After hours weaving around and cutting through the Mountain State’s namesakes—large, closely packed peaks blanketed by forests that are just beginning to show their fall colors—Dornblazer arrives in Elkins, his hometown and the site of the Mountain State Forest Festival. 

His grandfather, George Dornblazer, helped start the festival back in 1930. It’s now one of the largest such events in West Virginia, attracting more than 100,000 people to a city of 7,000, and offering more than a week of activities like parades, concerts, rides, art exhibits, royal court events, and a lumberjack competition. 

But Dornblazer and tens of thousands of others had no fair to go to this year, or last. As the Delta variant sent COVID-19 cases skyrocketing in recent months, Forest Festival organizers canceled the event for the second consecutive year. 

“I missed the opportunity to go back and connect with people,” said Dornblazer, who is 70 years old. “And at this age, we never know how many more opportunities there are going to be. Just this week, we lost one of my classmates to COVID.”

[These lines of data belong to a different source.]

PR #802, opened 2018-10-16
move Akka forward to v2.5.17 and update test exclusions for JDK 11

SethTisue:
the goal here is to get Akka green in the JDK 11 build, since it's blocking a bunch of downstream projects

but we have to be sure it doesn't regress on 8

### DIFF
--- a/configs/community.dbuild
+++ b/configs/community.dbuild
@@ -455,12 +455,11 @@ build += {
     ]
   }
 
-  // frozen (September 2018) at v2.5.16.  this repo is volatile (very
+  // frozen (October 2018) at v2.5.17.  this repo is volatile (very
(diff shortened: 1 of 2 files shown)


SethTisue:
* JDK 8: 
https://scala-ci.typesafe.com/view/scala-2.12.x/job/scala-2.12.x-integrate-community-build/3647/ (404 til queue clears)
* JDK 11: https://scala-ci.typesafe.com/view/scala-2.12.x/job/scala-2.12.x-jdk11-integrate-community-build/95/ (404 til queue clears)

SethTisue:
verified in local run this gets akka itself (just the actors module, that is, not akka-more) green on JDK 11, but we still need to wait for the JDK 8 Jenkins run to see if anything breaks downstream

Issue #824, opened 2018-12-07
2.13 dropping symbol literals


ashawley:
I have a branch of Scala 2.13 that drops symbol literals:

https://github.com/scala/scala/pull/7499

There's a proposal to deprecate symbol literals in 2.13, but not to drop them.  So this is just an exploratory branch with no intent to merge in 2.13.  

In preparation for dropping after 2.13, would it be possible to see what this branch breaks in the community build? I predict since ScalaTest uses symbols and is a root dependency in the ecosystem, that not much of the question would be answered, but I figure it's worth a shot of letting the community build explode once and then inspecting the wreckage for clues.

Also, the branch introduces a new symbol shorthand syntax (`sym"foo"`), see https://github.com/scala/scala/pull/7495, which no projects will be using, but it would will be good to have community build double-duty check if it introduces problems.

SethTisue:
(I'll respond after my December vacation)

ashawley:
Happy vacationing!

ashawley:
Closing in favor of #827.

PR #827, opened 2018-12-28
2.12 Use alternate symbol syntax

ashawley:
Previously, in #824:

> There's a proposal to deprecate symbol literals in 2.13, but not to drop them. So this is just an exploratory branch with no intent to merge in 2.13.
>
> In preparation for dropping after 2.13, would it be possible to see what this branch breaks in the community build? I predict since ScalaTest uses symbols and is a root dependency in the ecosystem, that not much of the question would be answered, but I figure it's worth a shot of letting the community build explode once and then inspecting the wreckage for clues.
>
> Also, the branch introduces a new symbol shorthand syntax (sym"foo"), see scala/scala#7495, which no projects will be using, but it would will be good to have community build double-duty check if it introduces problems.

I toyed around with the community build on my own and found that 2.13 didn't offer a lot of feedback.  It's still a work in progress until 2.13.0 is released.  It seems 2.12 might be a better place to experiment.

For 2.12, I've tried dropping symbol literals from the compiler in https://github.com/scala/scala/pull/7585.  Because this change touches a lot of the ecosystem, I discovered I had to change the dbuild configs and fork a number of community libraries.

### DIFF
--- a/configs/community.dbuild
+++ b/configs/community.dbuild
@@ -731,7 +731,6 @@ build += {
   ${vars.base} {
     name: "sourcecode"
     uri:  ${vars.uris.sourcecode-uri}
-    extra.sbt-version: ${vars.sbt-0-13-version}
     // no Scala.js plz
     extra.projects: ["sourcecodeJVM"]
   }
@@ -751,14 +750,6 @@ build += {
     name: "fastparse"
     uri:  ${vars.uris.fastparse-uri}
     extra.sbt-version: ${vars.sbt-0-13-version}
-    extra.projects: [
-      "fastparseJVM"   // no Scala.js plz
-      "scalaparseJVM"  // dependency of scalatex
-    ]
-    extra.commands: ${vars.default-commands} [
-      // too prone to unexplained failure
-      "set executeTests in scalaparseJVM in Test := Tests.Output(TestResult.Passed, Map(), Iterable())"
-    ]
   }
 
   ${vars.base} {
@@ -1040,7 +1031,6 @@ build += {
   ${vars.base} {
     name: "scalamock"
     uri:  ${vars.uris.scalamock-uri}
-    extra.sbt-version: ${vars.sbt-0-13-version}
     extra.commands: ${vars.default-commands} [
       // work around https://github.com/scala/scala-dev/issues/252 ;
       // see https://github.com/scala/community-builds/issues/434
@@ -1048,9 +1038,8 @@ build += {
     ]
     extra.projects: [
       // no Scala.js
-      "scalamock-coreJVM"
-      // dependency of github4s
-      "scalamock-scalatest-supportJVM"
+      "scalamockJVM"
+      "examplesJVM"
     ]
   }
 
--- a/configs/project-refs.conf
+++ b/configs/project-refs.conf
@@ -11,8 +11,10 @@ vars.uris: {
   akka-http-session-uri:        "https://github.com/softwaremill/akka-http-session.git"
   akka-http-uri:                "https://github.com/akka/akka-http.git"
   akka-persistence-cassandra-uri: "https://github.com/scalacommunitybuild/akka-persistence-cassandra.git#community-build-2.12"  # was akka, 2a53c6a0a1f64
+  akka-more-uri:                "https://github.com/ashawley/akka.git#drop-symlit" # was akka, master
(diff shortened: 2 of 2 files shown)


adriaanm:
Wow! Thanks for the investigation. What's your sense of the magnitude of this change? How did you adapt your forks to the new syntax?

ashawley:
@adriaanm  In the forks, I've been replacing symbol literals with the `sym"id"` short-hand syntax from https://github.com/scala/scala/pull/7495.  I had to backport it to 2.12 in https://github.com/scala/scala/pull/7585 so I can test in the 2.12 community build.  

I've had a few passes here with running dbuild locally, and it already affects close to 20 projects.  Hoping to run it on Jenkins to confirm that and see if there are any more that surface.

I'd say that there aren't a lot of community projects using symbol literals, but the ones that are affected are Scala tools like test frameworks, so projects that in turn use those test frameworks are similarly impacted.  This has the butterfly effect where deprecating and dropping symbol literals needs to ripple through the community projects.  This is probably a common scenario for these types of changes to Scala that cascade like this.

SethTisue:
I merged origin/2.12.x onto your branch and triggered https://scala-ci.typesafe.com/view/scala-2.12.x/job/scala-2.12.x-integrate-community-build/3937/ (404 til Jenkins rouses himself from his slumber)

ashawley:
Thanks, Seth.  How do I configure it to use the compiler artifacts from https://github.com/scala/scala/pull/7585?  I had been accomplishing it locally with `./run.sh -v 2.12.8-bin-87ed2be-SNAPSHOT`, but I couldn't figure out what Jenkins is expecting.

SethTisue:
oh sorry, I should have been paying closer attention. triggered a new job with the Scala version specified:
https://scala-ci.typesafe.com/view/scala-2.12.x/job/scala-2.12.x-integrate-community-build/3942/ (404 til Jenkins wakes up)

SethTisue:
oh, ha, `2.12.9-bin-`, not `2.12.8-bin-`. https://scala-ci.typesafe.com/view/scala-2.12.x/job/scala-2.12.x-integrate-community-build/3945/

SethTisue:
```
SUCCESS 92 FAILED 13 DID NOT RUN 85 TOTAL 190
UNEXPECTED 13
BLOCKERS:
62 shapeless
32 spray-json
19 akka
12 scalapb
3 coursier
2 grizzled
1 scalatex
1 lift-json
```

ashawley:
Thanks, Seth.  Could I have one more run?  I tried forking akka, spray-json and lift-json.

SethTisue:
I'd suggest that you merge 2.12.x onto your branch before we do the next run.

ashawley:
Ok, done.  

A lot of the things that you had to fix on the 2.12.x branch I already had pinned to forks I froze last month.  It also added some knew projects, so we'll see what happens.

ashawley:
Seth,

A lot of my forks are frozen from early December, so there's a good chance that that will cause problems.  I didn't think that it would be a problem for the 2.12 community build, but I'm seeing otherwise and you probably know very well it to be the case.   Bit rot is real.

I don't think I'll have the time to do another full iteration of this.  I was able to get pretty far.  You probably have more pressing 2.13 priorities.  With respect to learning more about dropping symbols, it seems like diminishing returns, anyway.

SethTisue:
okay, makes sense.

a piece of advice I should have thought to offer earlier: this repo has a `freeze` script at the root level that lets you freeze all the project SHAs at whatever some Jenkins run that you pick used. And it's also possible to just rewind to the last time we froze for a release and work from that. Either way, it stops everything from constantly changing out from under you.

SethTisue:
@ashawley did this experiment produce any conclusions that you should record at https://github.com/scala/scala/pull/7395 ? (which I'm still inclined to go forward with)

SethTisue:
> This has the butterfly effect where deprecating and dropping symbol literals needs to ripple through the community projects

fwiw, I'm comfortable with that. deprecate-in-2.13, drop-in-2.14 is a multi-year timetable. and by deprecating first, we don't break the community build and we don't prevent projects from publishing.

ashawley:
Yes, that would be the ideal timetable.  It's difficult though. When it is dropped in 2.14, those libraries that expose symbol literals will need to handle cross-compiling for both situations if they, and most likely they will, need to cross-publish for 2.12, 2.13 and 2.14.

PR #830, opened 2019-01-16
add testz

SethTisue:
fyi @edmundnoble @dwijnand


SethTisue:
already green in local testing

The Forest Festival, which usually begins in late September or early October, is one of many fall events that have been canceled because of coronavirus concerns. Also among those affected is Bridge Day, West Virginia’s largest single-day festival, which includes watching BASE jumpers leap from the third-highest bridge in the United States; and the West Virginia Italian Heritage Festival in Clarksburg, a three-day event that, like the Forest Festival, attracts more than 100,000 people in a typical year. 

This year, organizers hoped that these events would represent the light at the end of the tunnel for communities that have struggled through a year and a half of the pandemic. But they now mark an extension of challenges created by COVID-19. And their cancellations have left holes in the economic and social fabric of communities across West Virginia.

“Those that have had to cancel, it’s a huge blow for the event, but also the town they’re in,” said Kelly Collins, president of the West Virginia Association of Fairs and Festivals.

An easy decision, a painful result

In 2020, the decision to cancel was far easier. 

“I think everyone saw the writing on the wall with all the unknowns around COVID,” said Robbie Morris, the Forest Festival’s director general. 

But this year, festival planning was moving full steam ahead. In Randolph County, where Elkins is the county seat and largest city, there were a string of days in July without a single positive COVID-19 case. And across the state and nation, the numbers of new cases were at some of their lowest points in more than a year. 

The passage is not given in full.